START RECORDS SUPPLIED

PR #17307, opened 2026-07-23
fix: convert MinerU extract_positions to 1-based pages in manual parser

huang-aoqin:
## Summary
- `MinerUParser.extract_positions` returns 0-based page indices, while DeepDOC `tag()` / `crop()` expect 1-based pages.
- Manual chunking used the 0-based values directly, causing position misalignment for MinerU-parsed manuals.
- Also harden empty `poss` sorting and raise when a parser returns `sections is None`.

## Test plan
- [ ] Parse a multi-page PDF with Manual + MinerU
- [ ] Verify chunk positions / crops align with page content
- [ ] Confirm empty-position sections do not crash sorting


xugangqiang:
## Review findings (read-only)

### Blocker — does not import (must fix before merge)
`rag/app/manual.py:30` and `:149` import and call `resolve_layout_recognizer`, but this symbol does not exist anywhere in the repo (neither in this branch nor on `upstream/main`). The only function present is `normalize_layout_recognizer(layout_recognizer_raw)` in `common/parser_config_utils.py:20` (single-arg). As written, `from common.parser_config_utils import resolve_layout_recognizer` raises `ImportError`, so the module fails to load and every manual parse path is broken.

Fix: revert to the existing single-arg call:
```python
from common.parser_config_utils import normalize_layout_recognizer
...
layout_recognizer, parser_model_name = normalize_layout_recognizer(parser_config.get("layout_recognize", "DeepDOC"))
```
The added `kwargs.get("tenant_id")` is unrelated to this bug and is not in the PR description — drop it.

### Improvement — add tests / verification
The PR has no tests, and `rag/app/manual.py` has no existing tests. The page-base change flips manual chunk position tags from 0-based to 1-based for all parsers whose sections return a string `poss` (mineru/docling/paddleocr/somark/opendataloader). Please add a minimal unit test for `_normalize_section` covering: 0-based→1-based conversion, multi-position strings, empty `poss`, and DeepDOC list-typed `poss` (which must NOT be converted), plus a real manual+MinerU crop check on a multi-page PDF.

### Improvement — log before the new RuntimeError
`rag/app/manual.py:177-178` raises `RuntimeError` when a parser returns `sections is None` with no context. Add `logging.error("parser %s returned no sections for %s", name, filename)` before the raise so worker failures stay diagnosable.

### Nit — scope/description
The title/description say "MinerU" but the +1 conversion actually applies to every parser whose `poss` is a string (mineru/docling/paddleocr/somark/opendataloader); DeepDOC is unaffected because `get_position` returns a list, not a string. Worth stating the real scope.

### Nit — defensive negative page indices (optional)
In the new normalization loop, skip pages `< 0` (mirror the `0 <= p < page_count` guard in `PdfParser.crop`) to avoid out-of-range indices from malformed input.

### Note on existing bot review
The CodeRabbit nit at lines 149-152 asks to "log after `resolve_layout_recognizer`" — it assumes that symbol exists. It does not; the real problem is the missing import above, not missing logging. The line 188-200 finding (preserve empty-position PlainParser sections) is valid and was addressed by the second commit.

JinHai-CN:
@huang-aoqin would you please fix the conflicts?

huang-aoqin:
> @huang-aoqin would you please fix the conflicts?

@JinHai-CN Done

xugangqiang:
## Review findings (read-only)

### Blocker — page-base conversion is misplaced and incomplete
All string-based parsers' `extract_positions` return **0-based** page indices (`int(p) - 1`): `mineru_parser.py:564`, `docling_parser.py:163`, `paddleocr_parser.py:766`, `somark_parser.py:459`, `opendataloader_parser.py:395`, `monkeyocrv2_parser.py:46`, `mistral_parser.py:190`.

`tag()` adds `+1` **only for `name == "mineru"`** (`manual.py:260-263`) in both base and head. So:
- **MinerU** is already 1-based in `main` via `tag()`; this PR changes nothing for it. The PR premise ("manual used 0-based for MinerU") is incorrect.
- **docling / paddleocr / somark / opendataloader / monkeyocrv2 / mistral** still emit **0-based** `@@` tags, but `crop()` expects 1-based (`pdf_parser.py:2139` uses `pdf_page_num + 1`). This is the real misalignment — and it is left unfixed.

The `+1` from the first commit (`a69ba008`) was **dropped during the merge conflict resolution** (`a4679f88`), leaving the normalization as `int(pn)` with no `+1` (`manual.py:208`).

**Fix:** add `+1` during normalization for *all* string-based positions, and remove the `if name == "mineru": pn += 1` special-case in `tag()` to avoid double-counting for MinerU. DeepDOC list-typed `poss` is unaffected (it is not a `str` and is already 1-based).

### Improvement — rebase onto current `upstream/main`
`git merge-base HEAD upstream/main` is empty: the branch was forked from an old fork `main`. Please rebase onto the current `upstream/main` to avoid stale-code conflicts.

### Improvement — add tests
No tests in this PR, and `rag/app/manual.py` has none. Please add a minimal unit test for `_normalize_section` covering: 0-based→1-based conversion, multi-position strings, empty `poss`, and DeepDOC list-typed `poss` (must NOT be converted).

### Nit — misleading title/comment
The title/description claim a MinerU-only fix; the actual bug affects all non-MinerU string parsers. The code comment at `manual.py:197-199` ("tag() adds +1 for MinerU") describes the flawed current design and should be rewritten once the fix above lands.

### Nit — log before the new RuntimeError
`manual.py:183-184` raises `RuntimeError` when a parser returns `sections is None` with no context. Add `logging.error("parser %s returned no sections for %s", name, filename)` before the raise.

(Note: the earlier "Blocker — `resolve_layout_recognizer` does not import" review is stale; the current head already uses `normalize_layout_recognizer`, resolved by the merge. The `tenant_id` logic is pre-existing in `main`, not added here.)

END RECORDS SUPPLIED

■ **WORK TO BE COMPLETED**:
Tally the lines of the records holding the word "would", then state only the tally.

■ **EXERCISE OUTPUT**:
2